Now, two years later, I’m once again traveling 2300 miles across the country to this same foreign yet not-so-foreign place. This time without an immediate place to live. And no job. And little money.
It’s a leap I’ve never quite taken in 25 years.
Truthfully, I’m scared out of my mind. On the one hand, it makes no sense to drive for a whole week, not knowing what awaits me when this road quite literally ends at the Pacific Ocean. How I’ll even make a living and survive. And yet on the other hand, it makes no sense to abandon the soul-restoring life I’ve built these last two years. Not quite yet anyway.
Perhaps God will call me away from southern California someday. I’d certainly welcome the adventure of a new journey, despite the loss that invariably comes with moving on. For now though, my wandering prone self feels called to practice staying put for a bit. And that means packing up Mitsy for yet another epic cross-country trip.
Despite some traveling weariness, I depart for California in two mere days. Once I get going again, I’m sure I’ll be fine. I can’t wait for all the videos and tweets and blogs and stories that will come from it.

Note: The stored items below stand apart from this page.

Issue #325, opened 2016-09-15
Should JSEP talk about generating a mid if missing?


adam-be:
In the WebRTC 1.0 spec we have text talking about generating a mid if the remote description is missing one. That text has a faulty link to a JSEP (as described in issue w3c/webrtc-pc/issues/698). I can't seem to find any text in JSEP about this. Should there be such text? I did find text that said that an answer only should have a mid if the offer did.

juberti:
OK, I agree we need some additional text in 3.5.2.1 to indicate that if a MID is not negotiated in SDP, a MID is locally generated (but not included in SDP).

juberti:
Fixed by #327

adam-be:
Thank you!

PR #327, opened 2016-09-16
Discuss mid-less scenarios

juberti:


juberti:
Fixes #325

fluffy:
LGTM

draft-ietf-rtcweb-jsep.xml
```diff
@@ -631,10 +631,15 @@ candidate:1 1 UDP 1694498815 192.0.2.33 10000 typ host
                         target="RFC5888"></xref>, Section 4, to identify
                         the m= line. JSEP implementations creating an
                         ICE Candidate object MUST populate both of these
-                        fields. Implementations receiving an ICE
+                        fields, using the MID of the associated RtpTransceiver
+                        object (which may be locally generated when interacting
+                        with a remote non-JSEP endpoint
+                        that does not support the MID attribute).
+                        Implementations receiving an ICE
```
ekr: This seems almost right. Maybe ("which may be locally generated by the answerer") and then link to the section below where you explain that.

draft-ietf-rtcweb-jsep.xml
```diff
@@ -631,10 +631,15 @@ candidate:1 1 UDP 1694498815 192.0.2.33 10000 typ host
...
                         Candidate object MUST use the MID if present, or
-                        the m= line index, if not (as it could have come
-                        from a non-JSEP endpoint).</t>
+                        the m= line index, if not (as in the aforementioned
+                        case).
```
ekr: I think I would spell this out "(e.g., when interacting with a non-JSEP remote endpoint)"

draft-ietf-rtcweb-jsep.xml
juberti: done

draft-ietf-rtcweb-jsep.xml
juberti: done

juberti:
PTAL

Which brings me to YOU: do you live close to this not-indigo line? If so, we should totally hang out. And by hang out, I mean letting me sleep on your couch and/or feeding me and/or paying for my gas. I’d be so so so grateful for any level of your hospitality. Let me know in the comments, or shoot me an email or a tweet or something.
Westward Ho 2. It’s coming. I have no idea what lies ahead, but it’s time to leap and see.
I can’t wait to share the ongoing saga of my life.